Nonvisual pigments and autofluorescence in cone photoreceptors

To further understand the origin of this phototoxicity, we investigated the presence of other photosensitive pigments in cone photoreceptors. On ex vivo alive retinas, we localized a bright autofluorescence in cone inner segments across species from pigs to nonhuman primates and even humans (Fig. 4a). This bright fluorescence remained on vertical sections that were prepared by vibratome sectioning from the fresh tissue (Fig. 4b, d). Finally, in purified primary cone photoreceptors, the bright fluorescence of their inner segments confirmed the high purity of our preparations from pig, nonhuman primate and even from postmortem human tissue (Fig. 4e, g, h, j). By contrast, rod inner segments generate a weaker autofluorescence, slightly visible on the peripheral flat-mounted retina of the nonhuman primate (Fig. 4b, d). An intense autofluorescence was also localized in cell bodies of retinal ganglion cells (Fig. 5a) and in their axon bundles (Fig. 5b). This autofluorescence in all these structures was attributed to mitochondria because it colocalized to the mitochondrial ATP synthase immunolabelling (Figs. 6, 7).

Fig. 4: Cone photoreceptor autofluorescence in three mammalian species: pig, nonhuman primate, and human.
figure 4

a Live ex vivo flat-mount retinas. bd Vertical sections. ej Isolated cone photoreceptors. The nonhuman primate tissue (Macaca fascicularis) is illustrated at different retinal eccentricities: fovea, peri-macular, periphery. The autofluorescence was measured under a 488 nm laser source. Scale bars represent 10 µm.

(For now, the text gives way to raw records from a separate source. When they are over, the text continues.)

PR #40784, opened 2022-02-03
[8.x] Accept 'on' as a valid boolean

jochensengier:
This PR will accept ``on`` as a valid boolean when the validation rule [boolean](https://laravel.com/docs/8.x/validation#rule-boolean) is set for an input field.
Browsers will sent ``on`` if a checkbox is checked that doesn't have a defined value.

``on`` is already accepted as a valid boolean in the [accepted](https://laravel.com/docs/8.x/validation#rule-accepted) and [acceptedIf](https://laravel.com/docs/8.x/validation#rule-accepted-if) validation rules.

It's also accepted in ``Illuminate\Http\Concerns\InteractsWithInput`` when you do ``request()->boolean('demo')``, as the underlying PHP function ``filter_var($this->input($key, $default), FILTER_VALIDATE_BOOLEAN)`` is called.

According to https://www.php.net/manual/en/filter.filters.validate.php, even ``yes`` should be accepted.

> Returns true for "1", "true", "on" and "yes". Returns false otherwise. 

If accepted, the documentation needs to be updated as well:
https://github.com/laravel/docs/blob/8.x/validation.md#rule-boolean

Looking forward to any feedback and suggestions regarding this PR.
Perhaps ``on`` was left out intentionally in the past for some (edge) cases?

Thanks!

### DIFF
--- a/src/Illuminate/Validation/Concerns/ValidatesAttributes.php
+++ b/src/Illuminate/Validation/Concerns/ValidatesAttributes.php
@@ -420,7 +420,7 @@ trait ValidatesAttributes
      */
     public function validateBoolean($attribute, $value)
     {
-        $acceptable = [true, false, 0, 1, '0', '1'];
+        $acceptable = [true, false, 0, 1, '0', '1', 'on'];
 
         return in_array($value, $acceptable, true);
     }
--- a/tests/Validation/ValidationValidatorTest.php
+++ b/tests/Validation/ValidationValidatorTest.php
@@ -2170,6 +2170,9 @@ class ValidationValidatorTest extends TestCase
 
         $v = new Validator($trans, ['foo' => 0], ['foo' => 'Boolean']);
         $this->assertTrue($v->passes());
+
+        $v = new Validator($trans, ['foo' => 'on'], ['foo' => 'Boolean']);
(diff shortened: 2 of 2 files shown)


driesvints:
I don't think we should merge this. "on" is a specific concept for checkboxes for which `accepted` and acceptedIf` directly were designed for. `boolean` purely handles truthy values, meaning true, false, 1 and 0.

driesvints:
> What if you have an opt-in checkbox (newsletter, gdpr related, ...) that can be both true or false?

Accepted is only designed to check for true. If it's not checked then you should handle the input accordingly.

> Are the validation rules not designed specifically for incoming http requests/input?

They are generic, meaning they can be used for simple data validation or HTTP requests.

jochensengier:
Like you said, they are only designed to check for true, not false. 
Optional checkboxes (without a value) can't be validated with these rules.

After some consideration, I'm going to close this PR.
Saving the validated data directly in a MySQL database would probably throw an error as `on` would not be recognized as a valid `tinyInt`.

It's also a pretty easy workaround, just make sure the checkbox has a value 😅.

Sorry for wasting your time Dries!

driesvints:
@jochensengier don't worry about it 👍

PR #40787, opened 2022-02-03
[9.x] No need to implement an interface twice.

lucasmichot:
There is no need mentioning that a class implements an interface, when its parent class already implements it.


driesvints (approved):

driesvints:
@taylorotwell we could simplify the docs for custom transports as well.

taylorotwell:
@driesvints will do

PR #40792, opened 2022-02-03
[9.x] Remove useless variables

lucasmichot:
In many places in the code are useless variables set.
It sometimes make sense for understanding, but very often it feels like refactoring where those variables have been left untouched.

This PR fixes that.

### DIFF
--- a/src/Illuminate/Auth/Access/Gate.php
+++ b/src/Illuminate/Auth/Access/Gate.php
@@ -481,7 +481,7 @@ class Gate implements GateContract
             $reflection = new ReflectionClass($class);
 
             $method = $reflection->getMethod($method);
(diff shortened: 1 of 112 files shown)


GrahamCampbell:
This adds little value, and is going to introduce more merge conflicts. I don't think we should do this.

rodrigopedra:
Some of those were used to clarify usage before named arguments were added to PHP. Maybe in those cases, change it to named arguments?

I know named arguments are not promised to be consistent in Laravel, but in that case I think these one at least should be kept.

Unused exception variables I am totally in favor for removal.

imanghafoori1:
Nice but a bit too big.

PR #40794, opened 2022-02-03
[9.x] Limit morphTo columns when relationship is added by with() and morph eager loading is used.

ioan-cristea:
Hi, 

When we use with to load a morph relation, and we use eagle relationship loading to relations we receive all columns and we can't limit that, this feature will do the job.

Tests are written.

### DIFF
--- a/src/Illuminate/Database/Eloquent/Relations/MorphTo.php
+++ b/src/Illuminate/Database/Eloquent/Relations/MorphTo.php
@@ -48,6 +48,13 @@ class MorphTo extends BelongsTo
     protected $morphableEagerLoads = [];
 
     /**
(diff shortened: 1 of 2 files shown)


taylorotwell:

ioan-cristea:
Hi, 
This contribution have no place as a package, because it is essential to limit the properties that are been returned when we use "with" and also when we use on polymorphic relationship. 
When we have a simple belongsTo relation we can do something like "with('relation:id,name')", but on polymorphic we need to have diferent properties based on class we will have. Thats when $morphTo->morphColumns(..) is doing the job, where we cand specify different columns to be returned based on the class of polymorphic relation.

PR #40799, opened 2022-02-04
[8.x] Fix ResourceCollection::jsonOptions when it collects Model

bastien-phi:
It appears that some developers are defining `$collects` of `ResourceCollection` with a model class to bypass the auto-discovery of the underlying resource class.

PR #40208 breaks this usage as the model does not have the `jsonOptions` method. (see https://github.com/laravel/framework/pull/40208#issuecomment-1027833288)

This PR fixes it returning 0 as json options when the collected class is not a `JsonResource`.

### DIFF
--- a/src/Illuminate/Http/Resources/CollectsResources.php
+++ b/src/Illuminate/Http/Resources/CollectsResources.php
@@ -2,6 +2,7 @@
 
 namespace Illuminate\Http\Resources;
 
+use Illuminate\Http\Resources\Json\JsonResource;
 use Illuminate\Pagination\AbstractCursorPaginator;
 use Illuminate\Pagination\AbstractPaginator;
 use Illuminate\Support\Collection;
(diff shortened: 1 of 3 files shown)


driesvints:
@taylorotwell this is actually based on misusage of the `$collects` property where the OP of the linked PR used a model instead of a resource. Should we look into throwing an exception to warn people against this?

ninjami-matti:
In the `CollectsResource` trait, that `ResourceCollection` class uses, `collectResource` method does this:

```php
$collects = $this->collects();

$this->collection = $collects && ! $resource->first() instanceof $collects
    ? $resource->mapInto($collects)
    : $resource->toBase();
```

It checks and allows a `Model` class to go through, even when it is defined explicitly in the `$collects`. Maybe an exception of some kind should be thrown here?

taylorotwell:
IMO throwing an error is fine - hiding it via this PR could just create more confusion down the line.

driesvints:
@bastien-phi @ninjami-matti any of you two willing to provide that PR? Otherwise I can check in on that somewhere next week.

Issue #31345, opened 2020-02-04
Redis cache store issues on numeric values


halaei:
- Laravel Version:  6.13.1
- PHP Version: 7.2.27
- Database Driver & Version: Redis

### Description:
`RedisStore::serialize()` and `unserialize()` don't do right when it comes to caching numbers. I think the code has some considerations that Redis stores strings that are integers more efficient than normal integers. But the implementation is wrong.
From https://redis.io/commands/INCR:
> Redis stores integers in their integer representation, so for string values that actually hold an integer, there is no overhead for storing the string representation of the integer.

### Steps To Reproduce:
Set cache driver to redis and try the followings:
```php
Cache::put('test', '1');
Cache::get('test');; // expected = actual = "1"
Cache::put('test', 1);
Cache::get('test'); // expected: 1, actual "1"
Cache::put('test', 1.0);
Cache::get('test'); // expected: 1.0, actual "1"
Cache::put('test', INF)
Cache::get('test'); // expected INF, actual: PHP Notice:  unserialize(): Error at offset 0 of 3 bytes
Cache::put('test', -INF)
Cache::get('test'); // expected -INF, actual: PHP Notice:  unserialize(): Error at offset 0 of 4 bytes
Cache::put('test', NAN);
Cache::get('test');// expected: NAN, actual: PHP Notice:  unserialize(): Error at offset 0 of 3 bytes 
```
I don't know if other drivers have similar issues.

driesvints:
Managed to reproduce this. Sending in a fix. Also not really sure about other stores.

halaei:
Should the complete fix be for the next major release, as considering returning 1 instead of "1" be a possible breaking change?

driesvints:
@halaei I guess this is now completely broken atm and never worked? I sent in a fix here: https://github.com/laravel/framework/pull/31348

Let me know what you think.

carestad:
Came across this today when we tried switching to redis. Some of the stuff in our cache is type sensitive, so when some of the cache keys went from `1` to `"1"` the `===` checks failed.

It seems this is sort of broken for all numeric strings, since `is_numeric()` is being used, and then skips serializing it. Why not just consistently serialize everything before storing it, like in the file and memcached stores? A quick test shows me that the outcome of `Cache::put('test', 123)` with the cache drivers `file`, `array`, `database`, `apc` and `memcached` all return an integer, but for `redis` I get a string.

halaei:
[...]

PR #40801, opened 2022-02-04
[10.x] Fix Redis store set int value, but get returns string

twinh:
Fix the issues in #31345

```php
Cache::put('test', 1);
Cache::get('test'); // expected: 1, actual: "1"
Cache::put('test', 1.0);
Cache::get('test'); // expected: 1.0, actual: "1"

//  throws an error on the second call
function foo(): int
{
    return Cache::remember('foo', 60, function() {
        return 1;
    });
}
```

## Implement 

- Store raw value of int and float to Redis
- Use "." to distinguish int and float
- Serialize other type(including string) before store to Redis

## BREAKING CHANGES

- Reading existing numeric values in Redis will be converted from string to int or float
- Increment new stored string value wont work, use int instead

```php
Cache::set('test', '1'); // store "s:1:"1";" in Redis
Cache::increment('test');  // (error) ERR value is not an integer or out of range
```

To avoid breaking changes, we can add option like `keepNumeric`/`keepType` ? to enable this feature.

### DIFF
--- a/src/Illuminate/Cache/RedisStore.php
+++ b/src/Illuminate/Cache/RedisStore.php
@@ -335,11 +335,11 @@ class RedisStore extends TaggableStore implements LockProvider
             return $value;
         }
 
-        if (is_float($value) && !in_array($value, [\INF, -\INF], true) && !is_nan($value)) {
+        if (is_float($value) && ! in_array($value, [\INF, -\INF], true) && ! is_nan($value)) {
             // Note that float like "1.0" will be converted to string "1"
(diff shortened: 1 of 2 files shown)


taylorotwell:

AndrewMast:
Then you can open a GitHub [discussion](https://github.com/laravel/framework/discussions) or maybe start a conversation on the laravel discord (https://discord.com/invite/laravel). Discussions on closed PRs rarely are responded to by the maintainers.

PR #40802, opened 2022-02-04
[8.x] Add tests for put method of FileStore

imanghafoori1:
This adds a test for some important aspects of the "put" method:
1- it can handle space and slash characters in the cache key.
2- it locks the file exclusively while storing the data.
3- it Considers 0 seconds as forever.

I did not build the file path myself, since I believe the way it is built is an implementation detail and is irrelevant to the test or at least this particular test.
Being able to accept spaces and slashes in the key without affecting the path is what really matters.

Currently, the details of the path method are copy/pasted in many tests and that does not make sense. If this is accepted we can remove the implementation details of $path calculation from the other tests without degrading the tests.

Replace:
```php
        $hash = sha1('foo');
        $cache_dir = substr($hash, 0, 2).'/'.substr($hash, 2, 2);
...
       ->with($this->equalTo(__DIR__.'/'.$cache_dir.'/'.$hash), ...

```
with:
```php
       ->with($this->matchesRegularExpression('/.*/'), ...
```
So that other tests can focus on what they are really testing.

- This way you may switch to a faster hashing algorithm in PHP 8.1 from `sha1` without tampering with the all tests.

### DIFF
--- a/tests/Cache/CacheFileStoreTest.php
+++ b/tests/Cache/CacheFileStoreTest.php
@@ -62,6 +62,49 @@ class CacheFileStoreTest extends TestCase
         $this->assertTrue($result);
     }
 
+    public function testGoodPathForFilesIsCalculated()
+    {
+        $files = new Filesystem();
+        $cache = new class($files, __DIR__) extends FileStore
+        {
+            public function path($key)
+            {
+                return parent::path($key);
+            }
+        };
+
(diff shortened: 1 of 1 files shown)


taylorotwell:
I think it's fine.

imanghafoori1:
@taylorotwell You said that you do not want to accept more mocked tests anymore.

Fig. 5: Autofluorescence in ganglion cell and neural fiber layers.
figure 5

Autofluorescence was observed under a 488 nm laser source in the ganglion cell layer (a) and in the neural fiber layer (b) of three mammalian species: pig, nonhuman primate (Macaca fascicularis), and human. Scale bar represents 10 µm.

Fig. 6: Autofluorescence and mitochondrial colocalization on the flat-mounted retina from pig and nonhuman primate (Macaca fascicularis).
figure 6

Autofluorescence (a, d) and mitochondrial ATP-synthase immunolabelling (b, e) with the merged images (c, f) in cone inner segments (g), ganglion cell layer (h), and optic fiber layer (i) showing co-localization except for the unspecific red labeling of blood vessels in the pig ganglion layer (h). Scale bars represent 10 µm.

Fig. 7: Autofluorescence and mitochondria localization on isolated cone photoreceptors from pig, nonhuman primate (Macaca fascicularis), and human retina.
figure 7

DAPI stained nuclei (a), mitochondrial ATP-synthase immunolabelling (b), autofluorescence (c), transmitted light in isolated cone photoreceptors, showing the autofluorescence and ATP-synthase labeling co-localization above the cell body (e, f). Note that some mitochondria are also seen in the axon of the photoreceptors on the merged images (e, f). Scale bars represent 10 µm.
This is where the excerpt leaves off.